• EXERCISE BRIEF: Retrieve all lines below that have the string "handles".

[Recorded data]

PR #25321, opened 2026-03-14
[improve][offload] PIP-461: Add queued latency metrics for offloader executors

BewareMyPower:
### Motivation

`BlobStoreManagedLedgerOffloader` uses `OrderedScheduler` instances for both offload/write work and read work, but those executors currently do not expose an offloader-specific queued-latency metric.

The jcloud offloader runs blocking blob-store operations on these executors:
- `scheduler` handles synchronous offload and delete work.
- `readExecutor` handles blocking offloaded-ledger open/read/close work.

When these tasks queue up behind other blocking work, it is hard to tell from the existing offloader metrics whether the executors themselves are saturated.

### Modifications

This change adds two new offloader metrics:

• ANSWER:
- `scheduler` handles synchronous offload and delete work.
- `readExecutor` handles blocking offloaded-ledger open/read/close work.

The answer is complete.